> **Task details**
Whenever the string "consumer" turns up in a line of the data below, copy that line.

> **Collected data entries**
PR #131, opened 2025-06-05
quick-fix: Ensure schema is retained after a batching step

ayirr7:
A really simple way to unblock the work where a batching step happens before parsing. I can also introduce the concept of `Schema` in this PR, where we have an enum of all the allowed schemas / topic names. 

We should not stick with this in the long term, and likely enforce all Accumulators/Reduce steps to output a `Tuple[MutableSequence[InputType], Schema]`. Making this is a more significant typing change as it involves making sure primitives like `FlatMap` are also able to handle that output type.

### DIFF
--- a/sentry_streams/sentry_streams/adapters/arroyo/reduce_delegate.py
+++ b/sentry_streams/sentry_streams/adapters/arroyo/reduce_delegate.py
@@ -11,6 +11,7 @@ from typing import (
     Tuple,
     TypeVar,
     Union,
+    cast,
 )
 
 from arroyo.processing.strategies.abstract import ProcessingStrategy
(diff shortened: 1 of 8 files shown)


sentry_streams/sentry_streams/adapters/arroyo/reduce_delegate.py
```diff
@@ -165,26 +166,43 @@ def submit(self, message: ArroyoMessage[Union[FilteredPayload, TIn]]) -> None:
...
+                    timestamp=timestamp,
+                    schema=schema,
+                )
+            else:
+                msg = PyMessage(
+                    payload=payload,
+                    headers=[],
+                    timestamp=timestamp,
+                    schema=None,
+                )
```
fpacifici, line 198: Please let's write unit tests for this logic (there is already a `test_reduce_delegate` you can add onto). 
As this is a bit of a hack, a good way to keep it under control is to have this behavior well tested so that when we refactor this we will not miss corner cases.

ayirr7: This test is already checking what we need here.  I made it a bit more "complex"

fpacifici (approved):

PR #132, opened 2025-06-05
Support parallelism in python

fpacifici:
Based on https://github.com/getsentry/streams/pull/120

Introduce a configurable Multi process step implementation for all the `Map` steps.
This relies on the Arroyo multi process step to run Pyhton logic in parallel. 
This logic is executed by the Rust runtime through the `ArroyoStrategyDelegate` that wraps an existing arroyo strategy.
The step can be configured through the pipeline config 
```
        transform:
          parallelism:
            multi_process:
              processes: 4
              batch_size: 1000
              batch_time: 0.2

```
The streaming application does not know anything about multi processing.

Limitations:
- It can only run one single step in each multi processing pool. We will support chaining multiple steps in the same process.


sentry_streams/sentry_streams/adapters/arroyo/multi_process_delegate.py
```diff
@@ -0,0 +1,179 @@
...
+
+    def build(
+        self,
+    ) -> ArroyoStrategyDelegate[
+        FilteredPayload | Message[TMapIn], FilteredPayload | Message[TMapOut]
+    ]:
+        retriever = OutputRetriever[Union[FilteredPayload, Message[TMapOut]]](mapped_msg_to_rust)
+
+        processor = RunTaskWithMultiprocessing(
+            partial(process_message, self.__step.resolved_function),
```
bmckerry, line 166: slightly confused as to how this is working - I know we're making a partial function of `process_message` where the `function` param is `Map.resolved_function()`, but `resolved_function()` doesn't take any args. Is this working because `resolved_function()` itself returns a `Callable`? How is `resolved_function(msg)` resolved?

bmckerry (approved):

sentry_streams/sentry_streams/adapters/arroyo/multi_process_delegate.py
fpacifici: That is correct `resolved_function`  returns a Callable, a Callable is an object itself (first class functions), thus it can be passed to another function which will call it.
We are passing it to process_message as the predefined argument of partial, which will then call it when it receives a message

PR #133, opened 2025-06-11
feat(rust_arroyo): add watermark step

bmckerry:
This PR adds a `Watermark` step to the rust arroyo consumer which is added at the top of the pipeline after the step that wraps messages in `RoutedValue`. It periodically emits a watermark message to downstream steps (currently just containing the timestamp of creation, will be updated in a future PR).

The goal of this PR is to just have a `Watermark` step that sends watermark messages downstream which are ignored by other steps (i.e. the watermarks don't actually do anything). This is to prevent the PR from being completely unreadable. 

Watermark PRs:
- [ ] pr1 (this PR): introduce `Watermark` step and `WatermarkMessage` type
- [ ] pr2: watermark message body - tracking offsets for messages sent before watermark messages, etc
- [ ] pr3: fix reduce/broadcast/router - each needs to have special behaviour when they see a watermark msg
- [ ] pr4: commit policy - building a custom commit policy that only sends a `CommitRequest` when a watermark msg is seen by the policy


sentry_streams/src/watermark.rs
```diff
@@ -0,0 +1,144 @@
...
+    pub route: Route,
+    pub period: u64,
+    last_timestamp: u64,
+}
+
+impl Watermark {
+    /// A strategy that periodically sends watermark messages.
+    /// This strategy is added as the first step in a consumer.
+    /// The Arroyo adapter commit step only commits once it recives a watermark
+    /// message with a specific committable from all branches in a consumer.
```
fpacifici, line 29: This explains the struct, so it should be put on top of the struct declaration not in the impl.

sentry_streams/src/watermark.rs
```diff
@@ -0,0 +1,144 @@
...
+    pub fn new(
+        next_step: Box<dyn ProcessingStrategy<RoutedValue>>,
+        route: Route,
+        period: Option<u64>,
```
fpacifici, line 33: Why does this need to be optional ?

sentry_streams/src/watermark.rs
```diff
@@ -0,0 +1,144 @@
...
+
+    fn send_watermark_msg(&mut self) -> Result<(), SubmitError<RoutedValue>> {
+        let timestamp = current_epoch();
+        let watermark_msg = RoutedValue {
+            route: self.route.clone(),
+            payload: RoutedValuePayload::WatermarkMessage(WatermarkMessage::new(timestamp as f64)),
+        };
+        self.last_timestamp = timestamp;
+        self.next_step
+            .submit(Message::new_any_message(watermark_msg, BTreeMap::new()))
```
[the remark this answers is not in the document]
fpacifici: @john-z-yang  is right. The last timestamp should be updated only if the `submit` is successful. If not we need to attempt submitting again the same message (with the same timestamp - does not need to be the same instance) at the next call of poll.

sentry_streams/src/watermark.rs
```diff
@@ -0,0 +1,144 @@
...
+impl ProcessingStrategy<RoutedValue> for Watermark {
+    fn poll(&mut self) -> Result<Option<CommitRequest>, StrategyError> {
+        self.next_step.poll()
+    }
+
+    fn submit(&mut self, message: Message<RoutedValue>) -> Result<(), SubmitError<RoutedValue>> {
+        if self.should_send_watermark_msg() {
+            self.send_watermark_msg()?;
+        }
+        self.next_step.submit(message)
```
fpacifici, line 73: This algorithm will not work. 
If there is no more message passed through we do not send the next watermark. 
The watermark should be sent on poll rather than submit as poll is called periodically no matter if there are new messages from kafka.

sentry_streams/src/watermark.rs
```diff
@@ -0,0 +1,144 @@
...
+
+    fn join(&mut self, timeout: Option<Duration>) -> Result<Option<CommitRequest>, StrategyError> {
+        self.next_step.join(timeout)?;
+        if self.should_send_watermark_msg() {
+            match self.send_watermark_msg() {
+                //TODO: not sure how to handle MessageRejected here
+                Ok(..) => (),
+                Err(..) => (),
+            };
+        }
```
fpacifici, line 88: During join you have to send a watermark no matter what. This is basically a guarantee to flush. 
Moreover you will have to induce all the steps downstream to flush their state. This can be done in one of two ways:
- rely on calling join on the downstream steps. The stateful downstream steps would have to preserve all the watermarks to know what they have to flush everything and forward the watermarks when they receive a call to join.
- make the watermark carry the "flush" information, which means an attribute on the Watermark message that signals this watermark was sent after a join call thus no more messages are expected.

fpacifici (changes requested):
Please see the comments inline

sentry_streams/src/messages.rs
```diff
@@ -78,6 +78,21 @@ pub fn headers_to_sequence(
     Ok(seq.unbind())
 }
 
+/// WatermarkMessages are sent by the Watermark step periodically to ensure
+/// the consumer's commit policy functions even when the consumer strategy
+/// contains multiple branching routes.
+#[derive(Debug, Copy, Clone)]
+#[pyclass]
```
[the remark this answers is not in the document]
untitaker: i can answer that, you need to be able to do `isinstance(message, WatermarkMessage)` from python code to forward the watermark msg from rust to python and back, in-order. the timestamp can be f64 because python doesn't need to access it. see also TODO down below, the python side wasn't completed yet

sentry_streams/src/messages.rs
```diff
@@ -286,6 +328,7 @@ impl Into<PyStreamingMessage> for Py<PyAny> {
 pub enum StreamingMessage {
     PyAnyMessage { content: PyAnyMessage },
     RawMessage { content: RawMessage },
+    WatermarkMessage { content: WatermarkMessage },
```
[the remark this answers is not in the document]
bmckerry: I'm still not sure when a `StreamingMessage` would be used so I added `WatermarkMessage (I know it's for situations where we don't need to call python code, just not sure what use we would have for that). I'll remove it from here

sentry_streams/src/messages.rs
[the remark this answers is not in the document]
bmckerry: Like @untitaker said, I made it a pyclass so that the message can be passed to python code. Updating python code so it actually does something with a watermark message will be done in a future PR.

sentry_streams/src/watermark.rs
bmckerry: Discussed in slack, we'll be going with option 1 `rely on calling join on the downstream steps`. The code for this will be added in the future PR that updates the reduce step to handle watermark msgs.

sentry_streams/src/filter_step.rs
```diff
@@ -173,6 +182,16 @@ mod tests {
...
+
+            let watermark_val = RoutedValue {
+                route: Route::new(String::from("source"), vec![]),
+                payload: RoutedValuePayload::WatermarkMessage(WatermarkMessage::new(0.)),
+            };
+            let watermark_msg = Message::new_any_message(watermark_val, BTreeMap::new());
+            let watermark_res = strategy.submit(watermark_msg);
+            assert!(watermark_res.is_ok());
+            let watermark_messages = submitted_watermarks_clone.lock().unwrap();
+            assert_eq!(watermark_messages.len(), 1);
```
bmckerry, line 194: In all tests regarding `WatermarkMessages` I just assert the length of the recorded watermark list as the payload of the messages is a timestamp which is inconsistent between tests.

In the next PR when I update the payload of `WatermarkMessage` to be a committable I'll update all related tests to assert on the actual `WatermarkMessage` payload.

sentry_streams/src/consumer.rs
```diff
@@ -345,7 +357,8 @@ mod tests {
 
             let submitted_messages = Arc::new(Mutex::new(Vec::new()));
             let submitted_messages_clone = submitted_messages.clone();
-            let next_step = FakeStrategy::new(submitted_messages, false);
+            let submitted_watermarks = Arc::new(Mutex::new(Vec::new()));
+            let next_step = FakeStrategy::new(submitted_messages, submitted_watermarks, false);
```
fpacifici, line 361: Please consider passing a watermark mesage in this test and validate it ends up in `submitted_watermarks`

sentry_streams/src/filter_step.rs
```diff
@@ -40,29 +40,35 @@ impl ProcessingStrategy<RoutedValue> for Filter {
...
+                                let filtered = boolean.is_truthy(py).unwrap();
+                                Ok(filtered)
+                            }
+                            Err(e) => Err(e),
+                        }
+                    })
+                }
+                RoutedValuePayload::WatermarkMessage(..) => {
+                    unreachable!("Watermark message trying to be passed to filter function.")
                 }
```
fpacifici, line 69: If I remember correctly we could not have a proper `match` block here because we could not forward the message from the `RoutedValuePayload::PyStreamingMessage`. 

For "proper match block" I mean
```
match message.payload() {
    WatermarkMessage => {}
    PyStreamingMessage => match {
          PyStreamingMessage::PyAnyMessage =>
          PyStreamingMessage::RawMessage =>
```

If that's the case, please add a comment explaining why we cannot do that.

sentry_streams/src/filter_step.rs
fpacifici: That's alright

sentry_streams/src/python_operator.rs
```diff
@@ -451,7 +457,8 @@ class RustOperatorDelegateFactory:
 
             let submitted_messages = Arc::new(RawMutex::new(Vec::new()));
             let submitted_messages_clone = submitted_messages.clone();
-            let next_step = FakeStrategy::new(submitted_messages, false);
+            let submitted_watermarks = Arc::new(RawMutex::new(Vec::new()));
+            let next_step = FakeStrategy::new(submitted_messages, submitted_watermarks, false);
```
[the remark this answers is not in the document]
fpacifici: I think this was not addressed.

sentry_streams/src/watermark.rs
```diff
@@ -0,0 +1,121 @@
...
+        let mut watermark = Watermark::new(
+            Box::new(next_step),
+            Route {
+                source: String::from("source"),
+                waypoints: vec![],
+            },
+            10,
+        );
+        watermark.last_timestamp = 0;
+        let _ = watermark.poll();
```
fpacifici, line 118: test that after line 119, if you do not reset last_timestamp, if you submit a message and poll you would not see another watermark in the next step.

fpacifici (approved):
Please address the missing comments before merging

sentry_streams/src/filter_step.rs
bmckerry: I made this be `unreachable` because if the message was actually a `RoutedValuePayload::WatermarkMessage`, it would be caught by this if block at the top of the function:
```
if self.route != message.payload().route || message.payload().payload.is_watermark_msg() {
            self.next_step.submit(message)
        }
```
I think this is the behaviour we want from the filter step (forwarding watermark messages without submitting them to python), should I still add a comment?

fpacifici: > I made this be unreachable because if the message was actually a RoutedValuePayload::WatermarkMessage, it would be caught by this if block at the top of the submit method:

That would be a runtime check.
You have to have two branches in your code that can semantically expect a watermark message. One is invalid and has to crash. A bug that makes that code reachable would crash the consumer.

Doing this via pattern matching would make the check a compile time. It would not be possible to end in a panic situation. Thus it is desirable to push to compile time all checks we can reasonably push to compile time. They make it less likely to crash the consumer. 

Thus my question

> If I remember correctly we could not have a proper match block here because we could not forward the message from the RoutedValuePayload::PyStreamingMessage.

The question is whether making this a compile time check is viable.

> **Exercise result**
This PR adds a `Watermark` step to the rust arroyo consumer which is added at the top of the pipeline after the step that wraps messages in `RoutedValue`. It periodically emits a watermark message to downstream steps (currently just containing the timestamp of creation, will be updated in a future PR).
+    /// This strategy is added as the first step in a consumer.
+    /// message with a specific committable from all branches in a consumer.
+/// the consumer's commit policy functions even when the consumer strategy
sentry_streams/src/consumer.rs
You have to have two branches in your code that can semantically expect a watermark message. One is invalid and has to crash. A bug that makes that code reachable would crash the consumer.
Doing this via pattern matching would make the check a compile time. It would not be possible to end in a panic situation. Thus it is desirable to push to compile time all checks we can reasonably push to compile time. They make it less likely to crash the consumer. 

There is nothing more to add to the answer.